Backbone probability of planar Brownian motion
Gefei Cai, Zhuoyan Xie
TL;DR
The paper addresses the backbone event for planar Brownian motion, establishing that the probability of two disjoint subpaths connecting a small ε-neighborhood of the origin to a macroscopic circle decays only via an iterated logarithm. It leverages a deep connection to SLE_8/3, conformal radii, and Liouville quantum gravity to derive exact laws for conformal radii of SLE-type loops and a layer structure for Brownian cut points, enabling precise tail estimates.
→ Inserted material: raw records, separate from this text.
Issue #166, opened 2020-08-02
DB Implementation: Child Case Cycle Payments


katelovescode:
## 📋 Summary
Write the migration, model and controller actions necessary for basic CRUD on Child Case Cycle Payments from the data model.

## 💻 Implementation Details
- This is an authenticated route
- Users will be associating child case cycles to payments on their account and will need authorization (i.e. they can only add/edit/update/delete child case cycle payments associated to their account)
- All CRUD actions are required
- see docs/dbdiagram.dbml for field definitions and associations
- This is blocked by #160 and #165  

## 🧐 Why tho
Start getting the DB built to make front end tickets easier

PR #319, opened 2020-09-08
add ChildCaseCyclePayments model, controller, api, swagger info

weedySeaDragon:

#166 

## 🍂 Before You Submit

* [x] Did you write tests?

* [ ] Data Migrations
* [x] Schema Migrations
* [ ] Dependencies

## 🕯 Caveats, concerns

1. a number of models set their `slug` based on the `id`.  I created a protected method in ApplicationRecord that child classes can call: `set_slug_from_id`.  ChildCaseCyclePayment uses it: `before_save :set_slug_from_id`

2. For all of the factories, I replaced all user association with a `confirmed_user` so that the **confirmation email is not created.**  (It slows things down and fills up the test.log).
It's clear if you look at the factories.  I couldn't think of a reason not to use a confirmed_user.


app/models/application_record.rb
```diff
@@ -13,4 +13,10 @@ def generate_slug(hash_string)
   rescue ActiveRecord::RecordNotUnique
     Digest::SHA1.hexdigest("#{hash_string}#{SecureRandom.uuid}")[8..14] if hash_string
   end
+
+  protected
+
+  def set_slug_from_id
```
katelovescode, line 19: We're actually going to be getting rid of slugs in a later ticket, per our discussion in Slack - I don't think you need to change this now but we're gonna end up pulling it out. @csprayregen can we prioritize the slug ticket soonish?

spec/factories/businesses.rb
```diff
@@ -4,7 +4,7 @@
   factory :business do
     name { Faker::Name.child_care_businesses }
     license_type { Licenses.types.keys.sample }
-    user
+    user factory: :confirmed_user
```
katelovescode, line 7: 👍🏼😍👍🏼😍👍🏼😍

katelovescode (approved):
Looks great!

app/models/application_record.rb
weedySeaDragon: just saw that.  Yup -- we can decide which way to go (uuids v. slugs) and go from there.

The main result shows P[ Bac_ε ] is asymptotically proportional to 1/ log|log ε| as ε → 0, with extensions to alternative target radii; this reveals a fundamental difference between Brownian motion and critical percolation in backbone exponents. The work combines exact probabilistic identities with Tauberian arguments and continuum geometric tools to produce a sharp, quantifiable backbone decay and hints at broader applicability to loop-soup and half-plane variants.
Abstract
Motivated by critical planar percolation, we investigate a ``backbone'' event of planar Brownian motion, i.e.~the existence of two disjoint subpaths on the Brownian trajectory connecting the $\varepsilon$-neighborhood of the starting point to a macroscopic distance. We show that the probability of~this event is $(\log|\log\varepsilon|)^{-1}$ up to a multiplicative constant.